- _Exercise instructions_:
Transcribe the records below. Leave every word as it is.

(Stored items)
PR #9147, opened 2025-08-25
Update all per-object/instance buffers all at once 

pixelflinger:
FIXES=[433807402]

### DIFF
--- a/filament/src/details/InstanceBuffer.cpp
+++ b/filament/src/details/InstanceBuffer.cpp
@@ -29,6 +29,8 @@
 #include <backend/DriverEnums.h>
 #include <backend/Handle.h>
 
+#include <utils/compiler.h>
+#include <utils/debug.h>
 #include <utils/Panic.h>
 #include <utils/StaticString.h>
 
@@ -87,7 +89,7 @@ InstanceBuffer* InstanceBuffer::Builder::build(Engine& engine) const {
 
 // ------------------------------------------------------------------------------------------------
 
-FInstanceBuffer::FInstanceBuffer(FEngine& engine, const Builder& builder)
+FInstanceBuffer::FInstanceBuffer(FEngine&, const Builder& builder)
     : mName(builder.getName()) {
     mInstanceCount = builder->mInstanceCount;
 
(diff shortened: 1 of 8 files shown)


filament/src/details/InstanceBuffer.cpp
```diff
@@ -127,28 +116,22 @@ void FInstanceBuffer::setLocalTransforms(
     memcpy(mLocalTransforms.data() + offset, localTransforms, sizeof(math::mat4f) * count);
 }
 
-void FInstanceBuffer::prepare(FEngine& engine, math::mat4f const& rootTransform,
-        const PerRenderableData& ubo) {
-    DriverApi& driver = engine.getDriverApi();
+void FInstanceBuffer::prepare(
+            BufferObjectHandle ubh,
+            PerRenderableData* const UTILS_RESTRICT buffer, uint32_t const offset, uint32_t const count,
```
poweifeng, line 123: why do you need `count` if it's the same as `mInstanceCount` ?

filament/src/details/InstanceBuffer.h
```diff
@@ -48,11 +50,15 @@ class FInstanceBuffer : public InstanceBuffer {
 
     void setLocalTransforms(math::mat4f const* localTransforms, size_t count, size_t offset);
 
-    void prepare(FEngine& engine, math::mat4f const& rootTransform, const PerRenderableData& ubo);
+    void prepare(
+            backend::BufferObjectHandle ubh,
+            PerRenderableData* buffer, uint32_t offset, uint32_t count,
+            math::mat4f const& rootTransform, const PerRenderableData& ubo);
```
poweifeng: nit: `PerRenderableData const& ubo` for consistency

filament/src/details/View.cpp
```diff
@@ -916,6 +911,100 @@ void FView::computeVisibilityMasks(
...
+        FScene::RenderableSoa& renderableData,
+        utils::Range<uint32_t> visibleRenderables) noexcept {
+    FILAMENT_TRACING_CALL(FILAMENT_TRACING_CATEGORY_FILAMENT);
+
+    FRenderableManager::InstancesInfo const* instancesData = renderableData.data<FScene::INSTANCES>();
+    PerRenderableData const* const uboData = renderableData.data<FScene::UBO>();
+    mat4f const* const worldTransformData = renderableData.data<FScene::WORLD_TRANSFORM>();
+
+    // regular renderables count
+    size_t rcount = visibleRenderables.size();
```
poweifeng: nit const

filament/src/details/InstanceBuffer.cpp
pixelflinger: these basically come from two different places. On one side the user tells use how many instance they wants, on the other side, they give us a buffer -- ~that buffer better match. Currently there is an assert, but it probably should be a PRECONDITION check~
The doc says that the instance buffer mush be at least big enough. So the assert was wrong.

filament/src/details/InstanceBuffer.h
pixelflinger: done

filament/src/details/View.cpp
pixelflinger: done

filament/src/details/InstanceBuffer.cpp
```diff
@@ -127,28 +118,23 @@ void FInstanceBuffer::setLocalTransforms(
...
+            math::mat4f const& rootTransform, PerRenderableData const& ubo) {
+
+    // there is a precondition check for this, so this assert really should never trigger
+    assert_invariant(count <= mInstanceCount);
 
-    // TODO: allocate this staging buffer from a pool.
-    constexpr uint32_t stagingBufferSize = sizeof(PerRenderableUib);
-    PerRenderableData* stagingBuffer = static_cast<PerRenderableData*>(malloc(stagingBufferSize));
-    // TODO: consider using JobSystem to parallelize this.
     for (size_t i = 0, c = mInstanceCount; i < c; i++) {
```
poweifeng: should this then be `c = count` ?

pixelflinger: good catch, thanks.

- _Answer to this problem_:
PR #9147, opened 2025-08-25
Update all per-object/instance buffers all at once 

pixelflinger:
FIXES=[433807402]

### DIFF
--- a/filament/src/details/InstanceBuffer.cpp
+++ b/filament/src/details/InstanceBuffer.cpp
@@ -29,6 +29,8 @@
 #include <backend/DriverEnums.h>
 #include <backend/Handle.h>
 
+#include <utils/compiler.h>
+#include <utils/debug.h>
 #include <utils/Panic.h>
 #include <utils/StaticString.h>
 
@@ -87,7 +89,7 @@ InstanceBuffer* InstanceBuffer::Builder::build(Engine& engine) const {
 
 // ------------------------------------------------------------------------------------------------
 
-FInstanceBuffer::FInstanceBuffer(FEngine& engine, const Builder& builder)
+FInstanceBuffer::FInstanceBuffer(FEngine&, const Builder& builder)
     : mName(builder.getName()) {
     mInstanceCount = builder->mInstanceCount;
 
(diff shortened: 1 of 8 files shown)


filament/src/details/InstanceBuffer.cpp
```diff
@@ -127,28 +116,22 @@ void FInstanceBuffer::setLocalTransforms(
     memcpy(mLocalTransforms.data() + offset, localTransforms, sizeof(math::mat4f) * count);
 }
 
-void FInstanceBuffer::prepare(FEngine& engine, math::mat4f const& rootTransform,
-        const PerRenderableData& ubo) {
-    DriverApi& driver = engine.getDriverApi();
+void FInstanceBuffer::prepare(
+            BufferObjectHandle ubh,
+            PerRenderableData* const UTILS_RESTRICT buffer, uint32_t const offset, uint32_t const count,
```
poweifeng, line 123: why do you need `count` if it's the same as `mInstanceCount` ?

filament/src/details/InstanceBuffer.h
```diff
@@ -48,11 +50,15 @@ class FInstanceBuffer : public InstanceBuffer {
 
     void setLocalTransforms(math::mat4f const* localTransforms, size_t count, size_t offset);
 
-    void prepare(FEngine& engine, math::mat4f const& rootTransform, const PerRenderableData& ubo);
+    void prepare(
+            backend::BufferObjectHandle ubh,
+            PerRenderableData* buffer, uint32_t offset, uint32_t count,
+            math::mat4f const& rootTransform, const PerRenderableData& ubo);
```
poweifeng: nit: `PerRenderableData const& ubo` for consistency

filament/src/details/View.cpp
```diff
@@ -916,6 +911,100 @@ void FView::computeVisibilityMasks(
...
+        FScene::RenderableSoa& renderableData,
+        utils::Range<uint32_t> visibleRenderables) noexcept {
+    FILAMENT_TRACING_CALL(FILAMENT_TRACING_CATEGORY_FILAMENT);
+
+    FRenderableManager::InstancesInfo const* instancesData = renderableData.data<FScene::INSTANCES>();
+    PerRenderableData const* const uboData = renderableData.data<FScene::UBO>();
+    mat4f const* const worldTransformData = renderableData.data<FScene::WORLD_TRANSFORM>();
+
+    // regular renderables count
+    size_t rcount = visibleRenderables.size();
```
poweifeng: nit const

filament/src/details/InstanceBuffer.cpp
pixelflinger: these basically come from two different places. On one side the user tells use how many instance they wants, on the other side, they give us a buffer -- ~that buffer better match. Currently there is an assert, but it probably should be a PRECONDITION check~
The doc says that the instance buffer mush be at least big enough. So the assert was wrong.

filament/src/details/InstanceBuffer.h
pixelflinger: done

filament/src/details/View.cpp
pixelflinger: done

filament/src/details/InstanceBuffer.cpp
```diff
@@ -127,28 +118,23 @@ void FInstanceBuffer::setLocalTransforms(
...
+            math::mat4f const& rootTransform, PerRenderableData const& ubo) {
+
+    // there is a precondition check for this, so this assert really should never trigger
+    assert_invariant(count <= mInstanceCount);
 
-    // TODO: allocate this staging buffer from a pool.
-    constexpr uint32_t stagingBufferSize = sizeof(PerRenderableUib);
-    PerRenderableData* stagingBuffer = static_cast<PerRenderableData*>(malloc(stagingBufferSize));
-    // TODO: consider using JobSystem to parallelize this.
     for (size_t i = 0, c = mInstanceCount; i < c; i++) {
```
poweifeng: should this then be `c = count` ?

pixelflinger: good catch, thanks.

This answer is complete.